El comunicado advierte que la escalada comercial amenaza la sostenibilidad del empleo formal y la continuidad de empresas que durante décadas han consolidado su actividad en el intercambio bilateral, poniendo en riesgo al menos 40.000 puestos de trabajo en Ecuador. En consecuencia, pidieron a Noboa retomar las conversaciones con Bogotá y evitar que se agudice la crisis.
Colombia representa el quinto destino más importante de las exportaciones no petroleras ecuatorianas, con envíos superiores a 65 millones de dólares mensuales.
Según los gremios, los aranceles de Noboa y la consiguiente respuesta de Colombia —que incluye la suspensión por Bogotá de la venta de electricidad a Quito— ya genera efectos negativos como la suspensión de contratos por parte de compradores colombianos, incremento de costos logísticos y un clima de incertidumbre que afecta directamente a productores, exportadores y trabajadores de toda la cadena productiva.
Fedexpor aseguró que el aumento de aranceles no resuelve los desafíos de seguridad fronteriza y, en cambio, perjudica el comercio formal, dejando a los puestos de trabajo vulnerables frente a actividades ilegales y al contrabando.
Por su parte, la Federación Ecuatoriana de Exportadores insistió en la necesidad de reforzar los controles y la cooperación entre ambos países para enfrentar la delincuencia, y afirmó que la manera más eficiente de garantizar la seguridad es preservar un comercio formal, libre y transparente.
En la declaración, los gremios instan a ambos Gobiernos a reanudar de manera inmediata las conversaciones al más alto nivel, con el objetivo de suspender los aranceles y establecer un mecanismo que garantice mayor seguridad en la frontera.

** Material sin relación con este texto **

PR #7979, opened 2025-03-31
feat(geo): add GeoJSON examples

jbdietrich:
## Description

This PR contains example GeoJSON objects to represent individual wind and solar assets. We'll ask contributors to add to these in a forthcoming issue.

### Double check

### DIFF
--- a/web/geo/solar_assets.geojson
+++ b/web/geo/solar_assets.geojson
@@ -1,0 +1,28 @@
+{
+  "type": "FeatureCollection",
+  "features": [
+    {
+      "type": "Feature",
+      "properties": {
+        "name": "Example Solar Installation",
+        "capacity_mw": 0.8,
+        "comission_start_date": "2016-04-23T00:00:00Z",
+        "comission_end_date": "2016-04-23T00:00:00Z",
+        "capacity_update_date": "2025-03-01T00:00:00Z",
+        "source": "Electricity Maps"
+      },
+      "geometry": {
+        "coordinates": [
+          [
+            [12.096283407855566, 55.68669003772624],
+            [12.096283407855566, 55.683746218327684],
+            [12.097683268758374, 55.683746218327684],
+            [12.097683268758374, 55.68669003772624],
+            [12.096283407855566, 55.68669003772624]
+          ]
+        ],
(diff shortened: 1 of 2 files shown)


web/geo/solar_assets.geojson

El impacto en el sector transporte también es significativo. Carlos Bastidas, presidente de la Asociación de Transporte Pesado de Carchi, aseguró que la medida redujo el trabajo en un 95 %, generando pérdidas inmediatas para transportistas y empresas logísticas. Anunció protestas si el Gobierno de Noboa no gestiona de manera adecuada la crisis.
La tensión comercial comenzó el 21 de enero, cuando Noboa implementó un gravamen del 30 % a productos colombianos, bajo el argumento de la falta de medidas efectivas de Colombia contra el crimen organizado y el narcotráfico en la frontera. En respuesta, Bogotá adoptó aranceles sobre 73 productos ecuatorianos y restringió el ingreso por vía terrestre de productos como arroz, camarón, banano y hortalizas, además de cortar el suministro de electricidad a Ecuador.